Яша приехал на зимние каникулы к своей бабке, учительнице местной школы, которая тоже была в числе инициаторов-закрывателей, но даже ее, а также и всех местных идеологических вождей поразила Яшина рьяность. Ждали подъемный кран с выдвижной стрелой, чтоб на кресты тросы накинуть, но рьяный Яша решил не ждать, решил сам лезть. И полез, не слушая никаких отговоров. Уж больно сильно захотелось и Бога несуществующего уесть и доблесть свою показать. А дело было нешуточное: пятиглавый храм высоченный, стены обледенелые, погода слякотная, ветреная. Уже скоро, стоя ногами на барельефной надвратной иконе, он понял всю серьезность дальнейшего пути, но назад хода не было (лучше свалиться, чем осрамиться).
– Любой ценой, мертвым, но доберусь до крестов, – твердо и грозно проскрежетало по его извилинам. – Раз сказал – таких не было, – буду таким, каких не было.
Взгляды толпящихся сельчан чувствовала его спина будто удары плеток.
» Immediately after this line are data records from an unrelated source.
PR #1021, opened 2019-05-02
WIP Search 

oriondean:
Felt like i should get this merged before a larger refactor of the search application begins. This will atleast allow people to try out the search application if they please, even if it isn't the finished deal.

### DIFF
--- a/stockflux-search/public/app.dev.json
+++ b/stockflux-search/public/app.dev.json
@@ -1,7 +1,7 @@
 {
     "runtime": {
         "arguments": "--enable-aggressive-domstorage-flushing",
-        "version": "9.61.38.40"
+        "version": "10.66.39.43"
     },
     "startup_app": {
         "name": "stockflux-search",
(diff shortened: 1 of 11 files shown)


stockflux-search/public/app.dev.json
```diff
@@ -1,7 +1,7 @@
 {
     "runtime": {
         "arguments": "--enable-aggressive-domstorage-flushing",
-        "version": "9.61.38.40"
+        "version": "10.66.39.43"
```
markjose: Think we can actually use "stable" in here, but that may be a risk if there're breaking changes. It'd be nice to think that this repo will be kept at the bleeding edge going forward though.

stockflux-search/src/components/Search.js
```diff
@@ -106,47 +90,41 @@ export default function Search(props) {
...
-              An error occurred while retrieving data. Please check your internet connection or wait for our data services to be re-established.
-                        </div>
+              <p>Use the search tab to add new stocks to the list</p>
+            </div>
           }
 
           {isSearching && <div className={styles.message}>Loading search results...</div>}
 
-          {!isSearching && !results && codes.map((stockCode) =>
+          {(results || []).map((stock) =>
```
markjose: no parentheses needed around stock param

PR #654, opened 2022-11-02
Set desktop file name for Wayland icon

KodyVB:
I found this solution to Wayland not showing the icon for PyQt applications thanks to the KDE guidelines [here](https://community.kde.org/Guidelines_and_HOWTOs/Wayland_Porting_Notes#Application_Icon). 

I was having the same issue of the Wayland yellow and white icon showing in the application's title bar and in the task manager on the panel with some PyQt6 applications I made. When I added this line, it fixed the icon issue for both locations with my applications, but for some reason it's not fixing it for Trackma's title bar icon. Still, I figured this was better than nothing, as it fixes it for the task manager on the panel.

Edit:  I hadn't realized setDesktopFileName was already called in \_\_init\_\_.py. The second commit uses that original call instead of calling the function again. Still having the same problem of it not fixing the title bar in KDE Wayland, though.

### DIFF
--- a/trackma/ui/qt/__init__.py
+++ b/trackma/ui/qt/__init__.py
@@ -73,7 +73,7 @@ def main(force_qt4=False):
 
     app = QApplication(sys.argv)
     app.setApplicationName("trackma")
-    app.setDesktopFileName("Trackma-qt")
+    app.setDesktopFileName("trackma-qt")
     if os.name == "nt":
         import ctypes
         myappid = 'trackma' + utils.VERSION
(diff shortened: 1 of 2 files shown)


KodyVB:
Okay, making the "T" in trackma-qt lowercase made it work in both locations. I don't know why I didn't think of trying this earlier. I honestly feel a bit silly about it and wish I would have thought about it before that first or second commit, lol. This seems to be working just fine for me on KDE's Wayland.

alsoGAMER:
Can confirm this fixes the issue

FichteFoll (approved):

Issue #624, opened 2022-07-03
Minimum supported Python version & formatting


FichteFoll:
The current code base is in a bit of a mess with its coding style of seemingly random line breaks to adhere to imho ridiculous code length requirements. Additionally, string formatting switches between % and str.format all the time and we might consider using the logging module instead of the custom messaging system as well.

As of today, the oldest Python version that has not reached [end of life](https://devguide.python.org/devcycle/#end-of-life-branches) is 3.7, which I strongly suggest to adopt as our minimum supported version, too. This will mean that we get access to some additions to the standard library as well as f-strings. There are tools to help with the migration to newer versions that I'd like to test & apply to the entire code base.

Regarding formatting, I have a personal preference on a couple of things but generally like to follow PEP8 with a focus on keeping line breaks clean from git diff collisions, i.e. always add trailing commas/punctuation where possible and binary operators after the line break. As for line length, 80 is ridiculous in my point of view. 100 is quite workable and 120 would be the maximum I'd allow for. 

Using an auto-formatter like `black` and enforcing it in some fashion (e.g. through a pre-commit hook) will probably go a long way here.

z411:
> The current code base is in a bit of a mess with its coding style of seemingly random line breaks to adhere to imho ridiculous line length requirements.

I'm not a fan of 80 char line requirements but they're mostly specified by PEP so it is what it is, I guess. But I don't think we should adhere to it so adamantly.

> we might consider using the logging module instead of the custom messaging system as well.

I thought of doing this long ago and I fully agree. The current messenger system is just a leftover because this program was originally written on Perl then ported over. Python's logging module is much cleaner and will allow for the current functionality and more (logging to file, logging to a window, etc.)

> his will mean that we get access to some additions to the standard library as well as f-strings and type hints.

I'm also a fan of the newer f-string style (I wasn't a fan of .format which is why I left a mess in there) so I'd be committed to switching to those fully. Type hints also look very clean to me and being a fan of typed languages in the first place I'd love having it implemented in the codebase.

> As for line length, 80 is ridiculous in my point of view. 100 is quite workable and 120 would be the maximum I'd allow for.

I agree. 100 is fine in my book.

> Using an auto-formatter like black and enforcing it in some fashion (e.g. through a pre-commit hook) will probably go a long way here. Ideally after most open pull requests have either been merged or rejected because it will cause conflicts with a lot of them.

[...]

PR #663, opened 2023-01-12
Create a wrapper around Anitopy as an alternative to AnimeInfoExtractor

FichteFoll:
I have been running a local branch configured with the anitopy parser of #591 for a while now and have also made some ad-hoc comparisons for the rescan results of my library. I have added a configuration to switch between the two parsers for everyone to try (but didn't add that to the GUIs so it needs to be edited in the config file directly). *AIE* stands for AnimeInfoExtractor.

### Comparisons

For context, all scans in this comparison where made against my local library which counts 1370 files (not all of which are anime or for shows on my list, but most are; so around ~1250).
Anitopy version used was [2.1.0.r2.fef4fc3](https://github.com/igorcmoura/anitopy/commit/fef4fc3f4817493b086561782e10bb333832a6d7). There have been a few bugfixes since then but nothing relevant for my library afaict.

|  | AIE | Anitopy |
|:-|:----|:--------|
|**Runtime** (`python -m trackma.ui.cli -d rescan`)|265s (1 run)|270s (3 runs)|

Why is this a table? Because I thought I'd have more things to compare easily, but the case-by-case comparisons make more sense in text.
That said, both were pretty much equal in what they matched properly (hint: almost everything, with proper altnames set up which wouldn't be the fault of the parser anyway, usually, except for some edge cases).

Talking about indvidual examples, here are some of my observations with anitopy (compared to AIE) and the library scans of above:

- Both strip underlines correctly if they are used consistently throughout the file name.
- Both recognize various episode formats (`S01E01`, `Episode 1`, `E01` `- 01`).
- Anitopy strips special characters at various positions, e.g. the dots in `Akuyaku Reijou ...` or the plus in `Cardfight!! Vanguard - will+Dress`. The former needs a different altname for AIE and Anitopy because of this. Appears to be configurable for Anitopy.
- Anitopy cannot handle `01v1.5` episodes numbers which AIE does. Whole numbers like `01v1` work, though. Shouldn't be hard to fix. Example: `Mahoutsukai Reimeiki E06v1.5 [1080p][AAC][JapDub][GerEngSub][Web-DL].mkv`
- Anitopy parses ``Kodocha - 001 I`m an Elementary School Student with an Agent.mkv`` to `Kodocha` which AIE does not.
- AIE more aggressively strips parentheses from names, which is worse for shows with a year e.g. `Urusei Yatsura (2022)`, but better for files with both a Japanese and English name, e.g. `[SlyFox] Summertime Rendering (Summer Time Render) - 12 [A746BE85].mkv` and `Yuuki Yuuna wa Yuusha-bu Shozoku (Yuki Yuna is a Hero - Club Member) - 01 [EngSub][BD 720p Hi444PP AAC].mkv`. Hard to determine in general whether parentheses should be stripped.
- AIE failed to parse `[The Impatient Miyafuji Kantai]  Luminous Witches - 06.5 [1080p][F48884A8].mkv`, converting it to `The Impatient Miyafuji Kantai`. Anitopy works. Should be an easy fix, though.

Not related to the parsers:

- `Yuuki Yuuna wa Yuusha de Aru - Hidamari - OVA` is mapped to `Yuki Yuna is a Hero: The Great Mankai Chapter - 1` (both produce this).

Packaging-related:

- AIE is a custom implementation while anitopy is a centralized and shared implementation based on Taiga's [anitomy](https://github.com/erengy/anitomy), where fixes to either repo should also be translated to the other. It even allows for updating the parsing library independent of trackma.
- AIE currently has tests inside the repo. Anitopy has its own tests and I would definitely be inclined to translate any test cases it's currently missing (at some point).
- Anitopy is a thirdy-party dependency. That means either depending on it optionally and providing AIE as a fallback or requiring it.

### Conclusions

In summary, I believe both work satisfactorily and can be used interchangeably. I don't want to pick a favorite here, so I'm proposing to add the *option* for Anitopy to be used if desired. We can always remove either later if we deem it useless.  In principle, I'm more inclined to Anitopy though because of it focusing on parsing file names only.

Furthermore, I also made some logging enhancements to make the following comparisons easier for me and found them to also be generally useful, e.g. when trying to diagnose mismatches in normal use.

I'm not too fond of the code architecture and quality of AIE, ~~but it's still much better than the Anitopy wrapper here. Especially the `hasattr` checks are atrocious. I don't feel like spending more time on this right (now) and~~ (fixed now) I have confirmed that it at least *works* and it also hasn't crashed on me once or similar. If a decision has been made to remove AIE, it'd be much easier to rewrite the wrapper to not have to imitate AIE's API.

Either way, I'd rather get this off my local branch than have it sit around for another 0.5 years.

Includes and closes #591.
Supersedes and closes #473.


z411:
The idea of having Anitopy as an option has been in my head for a while. Thanks, I'll test it myself. One thing; have you made performance comparisons? I'm a bit reluctant about adding additional parsing logic to the Anitopy parser but if it doesn't affect performance very much then it's ok. Scan list problems come more from our `difflib` usage; that should definitely need our attention.

FichteFoll:
Yes, I made performance comparisons (via `python -m trackma.ui.cli -d rescan`) and they are equally fast. I have included them in the original post but also edited a bit to clarify (just realized I forgot to add a unit). I expect most of the time to be spent matching against the list and not parsing the anime title, though.

I also figured that sleep isn't important for humans anyway and went ahead with refactoring to remote the `__dict__` abuse. It just didn't sit well. :sweat:

FichteFoll:
Since this is probably the biggest outstanding PR currently, I'd like to merge it soon-ish and continue with #624 when I find some free time.

PR #664, opened 2023-01-13
GTK: change "Play episode" menu aesthetic

imsamuka:
This continues the effort in #616, althrough, a simple one. 
I tested some designs in practice for some weeks, and ended with this, which is actually the same as the one i showed in https://github.com/z411/trackma/pull/616#discussion_r895049777.

## The PR:

It's simpler, because the "markings" now only convey a single piece of information: if the episode is available in the library or not; and, the information about being already watched or not, is still conveyed by the mere positioning of the numbers. This bring a more intuitive feel to the menu, as of before, a new user would probably take quite a while until they understand the meaning of the markings.


FichteFoll (approved):
This is definitely an improvement over the current status. Since I don't use the GTK UI, I won't put too much thought into how I would expect it (in the old PR I argued for inversing the condition for the "inconsistent" state, but this solution is easier to understand regardless).

PR #667, opened 2023-01-14
New syntax to CLI "play" command and "watch_continuously" config

imsamuka:
Most of what is implemented here, was discussed before on #484, which will be closed if accepted. If there's any disagreement here, please read the discussion there before.

On another note, my changes `Engine.play_episode()` don't break the `episode_missing` hook API: instead of passing a copy of the `ep_iter` iterator, only the first episode number is passed. But this severely limits the power of the API in the future. If permitted, i will break the API in favor of more flexibility with it (of course, updating the hook files in the repo as well).

### DIFF
--- a/trackma/engine.py
+++ b/trackma/engine.py
@@ -932,7 +932,6 @@ class Engine:
             raise utils.EngineError('Show given is invalid')
 
         if isinstance(playep, int) or isinstance(playep, str):
-            ep_iter = ()
             try:
                 first_ep = int(playep)
             except ValueError:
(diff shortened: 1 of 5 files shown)


imsamuka:
Since no more input was given, I did some changes to conform to the avoidance of breaking changes.

* Absolute episodes are no longer prepended by `#`.
* Relative episode numbers are now prepended by `n`, standing for _next_.
* The empty `""` range behavior is now dependent on `watch_continuously`.
* `watch_continuously` is now `False` by default, maintaining the original behavior.
* Improved the help message for `play` (debatable, but i think it's pretty intelligible)

PR #672, opened 2023-02-05
Show time left for episodes on release

JafarAbbas33:
This pull request shows the time left for the next episode which is going to be released (if any) and removes info cache when asked to download data.

### DIFF
--- a/requirements.txt
+++ b/requirements.txt
@@ -1,0 +1,2 @@
+Pillow
+PyGobject
--- a/trackma/data.py
+++ b/trackma/data.py
@@ -544,8 +544,13 @@ class Data:
         utils.save_data(self.meta, self.meta_file)
 
     def download_data(self):
-        """Downloads the remote list and overwrites the cache"""
+        """Downloads the remote list and overwrites the cache and info"""
         self.showlist = self.api.fetch_list()
+        try:
+            os.remove(self.info_file)
+        except Exception:
+            pass
+        self.infocache.clear()
 
         if self.api.api_info['merge']:
             # The API needs information to be merged from the
--- a/trackma/lib/libanilist.py
+++ b/trackma/lib/libanilist.py
@@ -483,13 +483,13 @@ fragment mediaListEntry on MediaList {
                 ('Average score',   item.get('averageScore')),
                 ('Status',          self._translate_status(item['status'])),
             ]
-        })
+        }
         if item.get('nextAiringEpisode', None):
             next_episode_release_time = self._int2date(item.get('nextAiringEpisode').get('airingAt'))
             time_diff  = next_episode_release_time - datetime.datetime.now()
             show_info['extra'].append(('Next Episode', item.get('nextAiringEpisode').get('episode')))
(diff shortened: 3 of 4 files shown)


trackma/utils.py
```diff
@@ -229,6 +230,16 @@ def load_data(filename):
 
 
 def save_data(data, filename):
+    if '.list' in filename:
+        path = expand_path('~/Desktop/Coding_Projects/new-os-setup/linux-backup/anilist.backup')
```
FichteFoll, line 234: This hard-coded past needs to be replaced with a dynamic one if this is meant to stay. Not really sure what the purpose of this JSON backup is, though. Sounds like a better idea for this would be to move the old file to a backup path first and then start writing the main file.

trackma/lib/libanilist.py
```diff
@@ -482,7 +483,14 @@ def _parse_info(self, item):
                 ('Average score',   item.get('averageScore')),
                 ('Status',          self._translate_status(item['status'])),
             ]
-        })
+        }
+        if item.get('nextAiringEpisode', None):
```
FichteFoll, line 487:
```suggestion
        if item.get('nextAiringEpisode'):
```

trackma/lib/libanilist.py
```diff
@@ -482,7 +483,14 @@ def _parse_info(self, item):
...
+            next_episode_release_time = self._int2date(item.get('nextAiringEpisode').get('airingAt'))
+            time_diff  = next_episode_release_time - datetime.datetime.now()
+            show_info['extra'].append(('Next Episode', item.get('nextAiringEpisode').get('episode')))
+            show_info['extra'].append(('Next Episode In', str(time_diff)))
+        show_info['extra'].append(('Information fetched on', datetime.datetime.now().strftime("%d %B, %Y at %I:%M %p")))
```
FichteFoll, line 492: From your testing or knowledge, how ofting is this information refetched? It doesn't really help if this needs to be requeried manually. Perhaps it should even be invalidated/ignored if the timestamp is in the past already.

trackma/data.py
```diff
@@ -544,8 +544,13 @@ def _save_meta(self):
         utils.save_data(self.meta, self.meta_file)
 
     def download_data(self):
-        """Downloads the remote list and overwrites the cache"""
+        """Downloads the remote list and overwrites the cache and info"""
         self.showlist = self.api.fetch_list()
+        try:
+            os.remove(self.info_file)
```
FichteFoll, line 550: What issue does deleting the file first solve?

FichteFoll (changes requested):

requirements.txt
```diff
@@ -0,0 +1,2 @@
+Pillow
+PyGobject
```
FichteFoll, line 2: Please remove this incomplete list of dependencies.

trackma/lib/libanilist.py
Birdulon: Probably makes more sense to ensure that UIs just show the information in the info view, rather than hack it onto the `extra` field on a per-API basis.

Issue #698, opened 2023-07-04
Poster image doesn't load -- module 'PIL.Image' has no attribute 'ANTIALIAS'


uzuto:
Error Log for trackma-gtk

```
Exception in thread Thread-4:
Traceback (most recent call last):
  File "/usr/lib/python3.11/threading.py", line 1038, in _bootstrap_inner
    self.run()
  File "/usr/lib/python3.11/site-packages/trackma/ui/gtk/imagebox.py", line 44, in run
    self._save_image(self._download_file())
  File "/usr/lib/python3.11/site-packages/trackma/ui/gtk/imagebox.py", line 61, in _save_image
    image.thumbnail((self._width, self._height), Image.ANTIALIAS)
                                                 ^^^^^^^^^^^^^^^
AttributeError: module 'PIL.Image' has no attribute 'ANTIALIAS'
```

Error Log for trackma-qt

```
Traceback (most recent call last):
  File "/usr/lib/python3.11/site-packages/trackma/ui/qt/workers.py", line 58, in run
    im.thumbnail((self.size[0], self.size[1]), Image.ANTIALIAS)
                                               ^^^^^^^^^^^^^^^
AttributeError: module 'PIL.Image' has no attribute 'ANTIALIAS'
[1]    12059 IOT instruction (core dumped)  trackma-qt
```

I have python-pillow installed.
OS : Arch Linux

molkoback:
Fix here: https://github.com/z411/trackma/pull/697

uzuto:
Thanks! replacing image.ANTIALIAS with image.LANCZOS worked but its very slow

z411:
Is it slower? I thought Antialias was an alias for Lanczos. Although now that I think of it Lanczos is probably overkill.

molkoback:
They are the same.
`>>> Image.ANTIALIAS == Image.LANCZOS
True`

PR #700, opened 2023-07-11
Replace Image.ANTIALIAS with Image.BICUBIC in QT and GTK

molkoback:
Image.ANTIALIAS has been removed in PIL 10.0.0: https://pillow.readthedocs.io/en/stable/deprecations.html
Image.LANCZOS is identical but [it seems like overkill](https://github.com/z411/trackma/issues/698#issuecomment-1627437824).


FichteFoll (approved):

FichteFoll:
I agree that bicubic should be fine here.

Issue #655, opened 2022-11-08
Relations/Franchise/Related


MorsMortium:
Each of the 5 websites has a way to display related content to the currently viewed. It would be nice, if these could be listed and opened, in the program

toprak:
Yes it would be awesome! also adding staff would be good.

PR #705, opened 2023-08-23
add related anime section to gtk interface when using mal api

MoreOneNight6:
2023-08-23-193119_644x837_scrot


MoreOneNight6:
#655

PR #722, opened 2024-01-01
New 'Next episode column' in GTK and for MAL (Qt and GTK) + miscellaneous code refactor

BigBoyBarney:
I now realise this probably should have been a few different PRs instead of one.

# Changelist
Screenshots are at the bottom
### UI
- Implemented 'Next episode' column with custom sorting
- QoL changes to right-click context menu:
	- Play Next	→ Play next episode
	- Show details... 	→ Show details
	- Open web site	→ Open on [website], where [website] is the currently used API. Tested with MAL and Anilist.
	- Set alternate title...	→ Set alternate title
- Sorting indicators no longer take up screen space on unsorted columns
- Centred columns other than 'Title'
- Increased default window size to 1080x720 (from 740x480). The current default was set in 2015, and it is too small for modern displays.
- Renamed some column titles (see screenshots). Default visible columns had to be reset in order to accommodate this change:
	- Progress	→ Watched
	- Percent → Progress
- Changed default sorting directions for some columns to be more intuitive, defaulting to descending order on the first click. 
E.g: 10, 10, 8, 4 etc. Changed columns:
	- Watched
	- Score
	- Next episode
	- Progress

### Code
- Implemented 'Next episode' column with custom sorting
- New function to reset visible columns in the config, to ensure the default columns are visible even after being renamed. A more elegant solution would be to completely rewrite how visible columns are handled and *not* reference the column titles directly.
- Rewrote parts of `ShowTreeView.py`:
	- Row data access and general column referencing is done through a `TreeConstants` class to improve readability and uniformity
	- TreeView model is now set immediately after initialisation
	- Completely rewrote how sorting is set up

### UI
- Increased default window size to 1080x720 (from 740x480)
-  Implemented 'Next episode' column for MAL (Anilist was already supported)

### Code
- Replaced deprecated `datetime.utcnow()` with time zone aware `datetime.now(datetime.timezone.utc)`
- Implemented 'Next episode' column for MAL. The code to display the datetime object was already written by someone else — most likely Z — and I did not touch that too much, which is why the way Qt displays the time differs from GTK.

## Other
- Minimum python version bumped to 3.10, as it introduces a lot of QoL changes. Currently one of the oldest "major" distros, Ubuntu 22.04, ships with Python 3.10 already, so pretty much every other distro should be at least this or newer.
- Updated `poetry.lock`

# Screenshots GTK
Default
Default

Next episode sorting down (Anilist)
Next episode sorting down

Next episode sorting up (Anilist)
Next episode sorting up

MAL Support
image

Context menu Anilist
Context menu Anilist

Context menu MAL
Context menu MAL

# Screenshots Qt
Anilist
image

MAL
image


BigBoyBarney:
Added MAL support, with all of their information. Kitsu provides no information and Shikimori is dead. 
'Next episode' functionality can be considered complete at this point IMO.
Updated the OP with Qt images.

The poetry update consists mostly of minor version changes, the only differences being [urllib3](https://urllib3.readthedocs.io/en/stable/v2-migration-guide.html), but I don't think this is an issue for Trackma, as only barebones urllib functionality is being used.

The other major change is obviously python 3.8 → 3.10, but I think this shouldn't be an issue either.

---

Could someone take a look? I promise the code is readable and well commented, so it shouldn't take too long. The GTK version is well tested, but Qt should be stable as well.
@z411

v-fox:
Doesn't apply cleanly to master due to some extraneous changes but easy to clean up by hand. Absolutely essential feature, especially now that Qt5 is obsoleted but PyQt6 port is stalled.
But I wish it would show hours too.

FichteFoll:
Thank you for the detailed summary in the PR description. These definitely sound like useful changes and are definitely something I'd like to review soonish. However, I spent my time today on other smaller and arguably more important issues, so this will have to wait a bit longer. Just know that I/we intend to get this in eventually.

Just one thing to note: Imo the default column order should be indentical between gtk and qt. I did not check whether that is the case in code (since you can re-order columns in the Qt UI) but if this isn't already the case, it will definitely something I would request or adjust myself.

BigBoyBarney:
Thanks for taking a look!

I since stopped using Trackma and have no particular desire to work on this anymore, so feel free to merge, squash or otherwise delete anything you'd like!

Они подхлестывали его остервенелое воодушевление и толкали вперед. Каждое его движение профессионала-скалолаза было точно, спокойно, расчетливо и вдохновенно. Добравшись так до основания из малых куполов, Яша остановился и глянул вниз. Высоты он никогда не боялся, а тем более такой высоты – всего-то с восьмиэтажный дом. И страха падения не было, хотя в случае падения гибели не избежать. Уже полз по слякотному бездорожью ожидаемый кран, краем глаза он видел его. Самое разумное было – продержаться вот так до того, как выдвижная стрела с люлькой будет рядом. Так подсказывал разум. Но одержимость гнала вверх. Это странное воодушевление, ощущаемое им физически, вдруг взрывом заполнило его волю, напрочь вышвырнуло разум и полновластно командовало теперь сознанием. Сияющий над головой крест отчего-то растравлял рвавшееся это воодушевление до состояния бешенства. Яша готов был уже прыгнуть к кресту, хоть от воздуха оттолкнувшись, и вцепиться в него зубами. И вместе с ним вниз рухнуть, плевать на гибель. Что такое, какая-то там гибель, если – вон он! – сияет растравливающим своим светом. И нету жизни и покоя, пока сияет этот свет.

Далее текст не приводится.